- Generating sample data for database testing is one of the common steps.
- In the previous articles, we covered how to generate sample data in bulk using plain Java and using regex.
- In this article, we will learn how we can use SQL and Postgres functions to generate N number of sample records in seconds.
- Our schema is an Account table that looks like below which contains different columns such as username, password, email, etc.
Generating Random Usernames
- Generating a username is the concatenation of a few names and numbers which is getting selected using the random() function.
-- usernames with usernames as ( select ((select (array['john', 'jane', 'jacky'])[floor(random() * 3 + 1)]) || (floor(1000+random()*1000)::text)) as username ),
Generating Random Passwords
- Returning md5 of random text as password.
-- password passwords as ( SELECT md5(random()::text) as password ),
Generating Random Email Domain
- Picking email domains randomly from the list.
email_domain as ( select (array['@gmail.com', '@yahoo.com', '@outlook.com'])[floor(random() * 3 + 1)] as domain ),
Joining to Return Single Record
- Now that we have randomness to choose different values for different columns we can write SQL to return them as a single record each time we execute the SQL.
account_record as ( select username, password, (username || domain) as email from usernames join passwords on 1=1 join email_domain on 1=1 )
- Now selecting each field from the account record.
select username, password, email, now(), now(), 1 from account_record;
- We know how to generate a single unique account record, we can convert that logic to the postgres function as below.
CREATE OR REPLACE FUNCTION sample_account_record() RETURNS TABLE(username text, password text, email text, created_at timestamp, last_login timestamp, permissions_id int) AS $$ -- usernames with usernames as ( select ((select (array['john', 'jane', 'jacky'])[floor(random() * 3 + 1)]) || (floor(1000+random()*1000)::text)) as username ),-- password passwords as ( SELECT md5(random()::text) as password ),
-- email email_domain as ( select (array['@gmail.com', '@yahoo.com', '@outlook.com'])[floor(random() * 3 + 1)] as domain ),
account_record as ( select username, password, (username || domain) as email from usernames join passwords on 1=1 join email_domain on 1=1 )
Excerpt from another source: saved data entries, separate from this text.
PR #606, opened 2026-06-04
github: register and deregister repo webhooks concurrently

devxoul:
## Background

On container start and stop the GitHub channel adapter iterated over registered repos one at a time — awaiting each repo's installation-token resolution followed by list/create/update/delete round-trips before touching the next repo. For an agent watching N repos this made start and stop latency O(N × network): each repo's token fetch plus up to three API calls had to finish before the next repo started.

Root cause: the original implementation used `for…of` loops with `await` at each iteration, giving purely sequential execution where no ordering dependency existed.

## Summary

Replace three serial loops in `src/channels/adapters/github/webhook-register.ts` with `Promise.all` over `.map`:

1. `registerGithubWebhooks` — the outer per-repo loop.
2. `deregisterGithubWebhooks` — the outer per-hook loop.
3. `registerOne` — the inner stale-orphan prune delete loop (success count collected with `.filter(Boolean).length`).

Each task is an `async` function that catches its own failures into `{ action: 'failed', error }` entries and never throws, so `Promise.all` never short-circuits. Order is preserved (spec-guaranteed by `Promise.all` over an array), keeping result shape identical.

Key decisions:

- **Why `Promise.all` and not `Promise.allSettled`?** Tasks are already written to resolve (never reject) on per-item failure — the existing `try/catch` pattern converts errors to `failed` entries. `Promise.all` is therefore sufficient and less noisy than `allSettled` wrapping.
- **Why not batch or rate-limit?** The GitHub Apps installation-token endpoint is per-installation, so N repos across K owners issue K distinct token fetches (often 1 for a single-org agent). Parallelism is bounded by the repo list configured by the user, not an open fan-out. A concrete throttle adds complexity with no benefit for the observed use case.

## Preview

No visual output. The change is behavioral: start/stop wall-clock latency for a multi-repo agent now scales with the slowest single repo rather than the sum of all repos.

## What this does NOT do

- Does **not** change the public API or return types — `WebhookRegistrationResult`, `WebhookDeregistrationResult`, and the per-item result shapes are unchanged.
- Does **not** change error-isolation semantics — a failing repo still produces a `failed` entry and does not block other repos.
- Does **not** add rate-limiting or concurrency caps.
- Does **not** touch the token-cache implementation, the `tryDeleteHook` helper, or any other file.

## Review notes

Load-bearing invariants to verify:

1. **Failure isolation preserved.** The `try/catch` in each `.map` callback returns (not throws) on error, so one repo's failure cannot cause `Promise.all` to reject.
2. **Result order preserved.** `Promise.all` resolves to an array in input order, matching the previous `push`-based accumulator. Both ordered `toEqual` and order-independent `.find` assertions in the test suite continue to hold.
3. **Stale-prune count.** `pruned.filter(Boolean).length` replaces the `stalePruned++` counter — semantically equivalent since `tryDeleteHook` returns a boolean.

Verification:

- `bun run typecheck` — clean.
- `bun run lint` — 0 errors (66 pre-existing warnings, none in the changed file).
- `bun run format:check` — clean.
- 273 tests pass / 0 fail, including all 22 cases in `webhook-register.test.ts` (failure isolation, multi-owner tokens, stale pruning, idempotent re-runs). Two unrelated failures in `src/update/index.test.ts` (`resolveSelfPackageJsonPath`) are a pre-existing environmental artifact — the assertion hardcodes a directory name that does not match the working directory used to run this branch — not a regression from this change.

### DIFF
--- a/src/channels/adapters/github/webhook-register.test.ts
+++ b/src/channels/adapters/github/webhook-register.test.ts
@@ -150,6 +150,23 @@ describe('registerGithubWebhooks', () => {
     expect(good?.action).toBe('created')
   })
 
+  test('deduplicates repeated repo slugs so concurrent fan-out cannot create duplicate hooks', async () => {
+    const { fetch: fetchImpl, calls } = makeFetch(({ url, init }) => {
+      if (url.includes('/repos/acme/widgets/hooks') && (init?.method ?? 'GET') === 'GET') {
+        return { status: 200, body: [] }
+      }
+      if (url.endsWith('/repos/acme/widgets/hooks') && init?.method === 'POST') {
+        return { status: 201, body: { id: 42 } }
+      }
+      return { status: 500 }
+    })
+
+    const result = await registerGithubWebhooks(baseOpts({ fetchImpl, repos: ['acme/widgets', 'acme/widgets'] }))
+
+    expect(result.repos).toEqual([{ repo: 'acme/widgets', action: 'created', hookId: 42 }])
+    expect(calls.filter((c) => c.init?.method === 'POST').length).toBe(1)
+  })
+
   test('resolves a separate token per repo so multi-owner repos use the right installation', async () => {
     const tokenByRepo: Record<string, string> = { 'acme/api': 'tok-acme', 'personal/blog': 'tok-personal' }
     const bearerByRepo: Record<string, string | null> = {}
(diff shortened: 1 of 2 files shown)


devxoul:
Good catch — fixed in 3ff12c7. `registerGithubWebhooks` now collapses `options.repos` to distinct slugs (`[...new Set(...)]`) before the `Promise.all` fan-out, so a repeated slug can no longer race two `registerOne()` calls into duplicate hook creation. Added a regression test (`deduplicates repeated repo slugs so concurrent fan-out cannot create duplicate hooks`) asserting a single POST/create per repo when the same slug appears twice. Deduping at registration also collapses `managedHooks`, so the deregister path inherits the fix.

devxoul:
@typeey approve please

PR #608, opened 2026-06-04
github: skip auto-review on draft PRs until explicitly requested

devxoul:
## Background

When an operator sets `channels.github.review.on: 'opened'`, TypeClaw auto-reviews every PR the moment it opens. That sweep includes **draft** PRs. A draft is an explicit "work in progress, not ready" signal from the author — auto-reviewing it is premature (the diff is still churning) and noisy (the bot posts a formal review nobody asked for, then has to re-review once the work lands).

There was no draft awareness anywhere in the GitHub adapter: `pull_request.draft` was never read. The `'opened'` path synthesized a review-trigger inbound (`isBotMention: true`) for any opened PR, draft or not.

## Summary

`classifyOpenedReviewTrigger` now returns `null` when the PR payload's `draft` flag is `true`. That drops the PR to the existing **awareness-only** context path — the same place a non-`'opened'` `reviewOn` already lands an opened PR — instead of waking a review session.

**Why guard only the `opened` path, not `review_requested`:** "auto-review" is precisely the automatic `opened` sweep. An explicit `review_requested` event is a human (or team) deliberately asking for a review, which the request says should still work — "until explicitly requested." So `classifyReviewRequest` is left untouched: requesting the bot on a draft still triggers a review. This keeps the two paths cleanly split — automatic vs. explicit — and means the only behavior change is "the automatic sweep now respects draft status."

A small `readBoolean` helper joins the existing `readString`/`readNumber` payload accessors.

## What this does NOT do

- Does not touch the explicit `review_requested` / `review_request_removed` path — explicit requests fire on drafts as before.
- Does not add a `ready_for_review` trigger. Marking a draft ready does not auto-review it today (that action isn't in the default event allowlist); this PR keeps that behavior. Re-opening for review still goes through an explicit `review_requested`.
- Does not add a new config knob — draft-skip is unconditional under `'opened'`, matching the "work in progress" semantics of a draft.

## Review notes

- Load-bearing change: the single `if (readBoolean(pr, 'draft') === true) return null` line in `classifyOpenedReviewTrigger` (`src/channels/adapters/github/inbound.ts`). Returning `null` is what hands the PR to the awareness-only fallthrough rather than the review trigger.
- Invariant to verify: explicit `review_requested` on a draft still synthesizes a review trigger. Covered by `still triggers on an explicit review_requested even when the PR is a draft`.
- New tests assert: draft `opened` → awareness-only (`isBotMention === false`, no "Please review" text); `draft: false` → still reviews; explicit request on a draft → still reviews. The draft-skip test fails if the guard is removed (verified).

### DIFF
--- a/src/channels/adapters/github/inbound.test.ts
+++ b/src/channels/adapters/github/inbound.test.ts
@@ -356,6 +356,34 @@ describe('classifyGithubInbound', () => {
         expect(msg?.text).toContain('requested your review on PR #7')
       })
 
+      it('skips the auto-review on a draft PR, landing it as awareness-only context', () => {
+        const msg = classifyGithubInbound('pull_request', openedPayload({ draft: true }), 'typeclaw-bot', {
+          reviewOn: 'opened',
+        })
+        expect(msg?.chat).toBe('pr:7')
+        expect(msg?.isBotMention).toBe(false)
+        expect(msg?.text).not.toContain('Please review the changes line-by-line')
+      })
+
+      it('still auto-reviews when draft is explicitly false', () => {
+        const msg = classifyGithubInbound('pull_request', openedPayload({ draft: false }), 'typeclaw-bot', {
+          reviewOn: 'opened',
+        })
+        expect(msg?.isBotMention).toBe(true)
+        expect(msg?.text).toContain('Please review the changes line-by-line')
+      })
+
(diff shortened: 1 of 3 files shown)


devxoul:
@typeey try approve again

PR #615, opened 2026-06-04
portbroker: stop the auth-failure reconnect loop on restart

devxoul:
## Background

After a restart, hostd logs flood with an endless loop:

```
portbroker-log {"kind":"portbroker-log","event":{"kind":"auth-failed","reason":"token mismatch"}}
```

select username, password, email, now(), now(), 1 from account_record; $$ LANGUAGE sql;
- Our function sample_account_record got created in Postgres.
- Now that we have everything natively as postgres function, we can just query select to that function and we will get our output.
select * from sample_account_record()
- So far we are only generating a single record, but then we can use the generate_series() function from Postgres to generate N number of records.
select sample_account_record() as record from generate_series(1,5)
- The output contains different sample records for account schema but its format is not what we want. We are looking for each record as a separate column instead of a single CSV record inside the bracket.
- Let’s do some data processing to split that into multiple columns.
- The very first thing we can do is to replace the bracket with nothing so that we can csv record without the bracket.
select REGEXP_REPLACE( cast(sample_account_record() as text), '[\(\)]', '', 'g') as record from generate_series(1,50)
- The bracket has been removed.
- Once we have csv record we can split them and assign them to different columns that they belong to.
select split_part(cast(record as text), ',', 1) as username, split_part(cast(record as text), ',', 2) as password, split_part(cast(record as text), ',', 3) as email, split_part(cast(record as text), ',', 4) as created_at, split_part(cast(record as text), ',', 5) as last_login, split_part(cast(record as text), ',', 6) as permission from( select REGEXP_REPLACE( cast(sample_account_record() as text), '[\(\)]', '', 'g') as record from generate_series(1,5) ) x
- Our records now contain multiple columns with different records.
One thing to know is that we should be afraid to use this logic on STG and PROD instances since generate_series and other used Postgres functions might take a lot of computing time that might impact database. We can use it for developmement and testing purposes.
- In this article, we learned how to generate sample records using SQL in postgres.
- We also learned how to convert our SQL logic to the Postgres function and scale it to generate bulk inserts.